As the last cobwebs of jet lag release their hold, here’s a recap from my weeklong trip to Asia in November.
It was a trip that almost didn’t happen. Intended to be a two-week mission involving a two-state delegation from Oregon and Washington, various factors conspired to reduce it to a one-product, one-state, eight-day, three-city whirlwind. And “whirlwind” also comes closest to describing the massive Filipino typhoon that nearly canceled the effort. Only the typhoon’s last-minute shift to a southerly course, away from Manila, allowed a few of us the chance to make it to Manila to begin the trip on Nov. 9.
Amazingly, there was virtually no evidence in Manila of the devastation caused by the typhoon in the central and southern islands of the Philippines. There was plenty of coverage on CNN and the BBC via cable TV, but I expect local coverage was closer to the events and focused on the thousands of people affected.
With most cell phone towers down, roads and bridges out and airports closed, communications were extremely difficult. In this nation of close family ties, the agony of uncertainty was obvious as we asked our local hosts about the storm’s impact on them, their families and friends.
Although our visit was ultimately successful and we moved on to Vietnam and Taiwan, I must say that discussing the marketing of potatoes — not your everyday subject of conversation and perhaps not the most glamorous of commodities — can be pretty mundane. But as a basic food and one that can be stored under pretty simple conditions for more than a year (remember the old root cellar), there was significant interest.
Considering we were there at all given the typhoon and its aftermath, it was somewhat remarkable that we were received with an extra helping of courtesy and appreciation — perhaps as a welcome diversion.
Over the years, one of the most important elements of my work has been the constant reminder of how little any of us really know about how things work. For example, I’ve often heard it said that “if you’ve seen one port, you’ve seen one port,” the implication being that, while ports are the same in essence, they’re very different in their details. Nothing could illustrate this better than our visit to a container terminal in Vietnam.
Food safety and the integrity of the supply chain, especially all elements of the cold chain, have attained an ever-higher level of importance as food has become a more globally traded product sector. Although potatoes aren’t typically associated with refrigeration, they are shipped under “chill” conditions to keep them fresher longer. With this in mind, we arranged a look at the cold chain process in Vietnam, including a tour of a container terminal and a visit to an off-dock cold storage facility.

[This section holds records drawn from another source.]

PR #516, opened 2021-09-09
fix: Adds defensive code to keyboard navigation

mlohmann:
## Fixes # (issue)

Adds defensive code that was causing issues with getNodesMatching not having a tree passed in the arguments. Errors were thrown when calling 'forEach' on the undefined tree. 

## Type of change

# Checklist:

### DIFF
--- a/src/index.js
+++ b/src/index.js
@@ -263,7 +263,7 @@ class DropdownTreeSelect extends Component {
         })
       }
     } else if (showDropdown && ['Escape', 'Tab'].indexOf(e.key) > -1) {
-      if (mode === 'simpleSelect' && tree.has(currentFocus)) {
+      if (mode === 'simpleSelect' && tree && tree.has(currentFocus)) {
         this.onCheckboxChange(currentFocus, true)
       } else {
         // Triggers close
--- a/src/tree-manager/nodeVisitor.js
+++ b/src/tree-manager/nodeVisitor.js
@@ -11,15 +11,16 @@ const getNodesMatching = (tree, nodePredicate) => {
   const nodes = []
   const visited = {}
 
-  tree.forEach((node, key) => {
-    if (visited[key]) return
+  tree &&
+    tree.forEach((node, key) => {
+      if (visited[key]) return
 
-    if (nodePredicate(node, key, visited)) {
-      nodes.push(node)
-    }
+      if (nodePredicate(node, key, visited)) {
+        nodes.push(node)
+      }
 
-    visited[key] = true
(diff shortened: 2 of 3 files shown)


mrchief:
@mlohmann thanks for sending this. Could you please add a unit test for this as well?

Also, how can I reproduce this?

mlohmann:
The error occurred if you repeatedly hit the navigation arrows when the
filtered options returned were empty. Here's the console output. I've added
a test to the PR.

-Matt

[image: image-2021-08-26-11-51-31-144.jpeg]

mrchief (approved):

mlohmann:
Looks like the PR was approved on the 13th, but seems to be blocked again. Also, do you publish snapshot releases?

mrchief:
@mlohmann seems like the required workflows needed additional approval for first time contributors. I just unblocked it and so once it passes, will do the needful to get it out.

hyewon92cho:
Do you mind to add null check for `!tree.has(prevFocus._id)` as part of this PR?
I'm getting "TypeError: Cannot read property 'has' of undefined" due to this line.
https://github.com/dowjones/react-dropdown-tree-select/blob/master/src/tree-manager/index.js#L283

mrchief:
> Do you mind to add null check for `!tree.has(prevFocus._id)` as part of this PR? I'm getting "TypeError: Cannot read property 'has' of undefined" due to this line. https://github.com/dowjones/react-dropdown-tree-select/blob/master/src/tree-manager/index.js#L283

I don't mind it but in general, I believe prevention is better than cure :). I've a felling `tree` shouldn't be a null by the time the code reaches here so can you help me get to the root of this problem? Is there a codesandbox you can set up? If not, let me know the exact steps to reproduce this.

hyewon92cho:
@mrchief Thank you for the reply! Since this component is used in my company website code so I tried reproducing it in code sandbox with something like below but I couldn't make it😂
  <DropdownTreeSelect
    data={data}
    mode="radioSelect"
    keepTreeOnSearch={true}
    showDropdown="default"
  />
The only thing I know is this component breaks if I filter results by random string and make the available options as 0, and press left or right key. prevFocus was not null nor undefined but tree was undefined when the error occured.

mrchief:
@hyewon92cho I understand your situation. Let's see if we can find a reproducible case. This will help in making sure that we're fixing the right defect and not just applying some band aid. I'd also like to add a unit test for this edge case so that future modifications to the code do not reintroduce the problem.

Although we didn’t expect to see as modern and efficient an operation as one would find in Japan or Singapore, the Vietnamese terminal we visited appeared to be fairly typical of similar facilities in developing countries: a bit congested, mostly automated, with more people than may be necessary, but basically running smoothly.
Our surprise came at the end of our visit when we stopped to look at the reefer area. Although there were a large number of reefer units that appeared to be in good order, there was no cold storage building in evidence. At a loading operation we looked in on, frozen shrimp was being transloaded from a truck — whose reefer unit was off — to a 40-foot refrigerated container sitting on the ground.
The container hadn’t been “pre-tripped,” and the reefer unit also was off. The outside temperature was in the mid- to high 80s, and loading, which had been occurring for more than an hour, was far from complete. The truck and the container were very warm inside.
We’re clearly not all at the same stage. The terminal staff saw nothing amiss with their process. Maybe they were correct, but maybe some of those shrimp were about to go bad from the heat. Who would know and how would anyone find out? No one from the shipper or consignee was watching. The process was the standard operating procedure, so why worry?
Like many in Manila, I felt my own agony of uncertainty. Would someone, somewhere become ill from those shrimp? I’ll never know. There remains much to be done: relief work in the Philippines, improved processes in Vietnam. We all must do our part.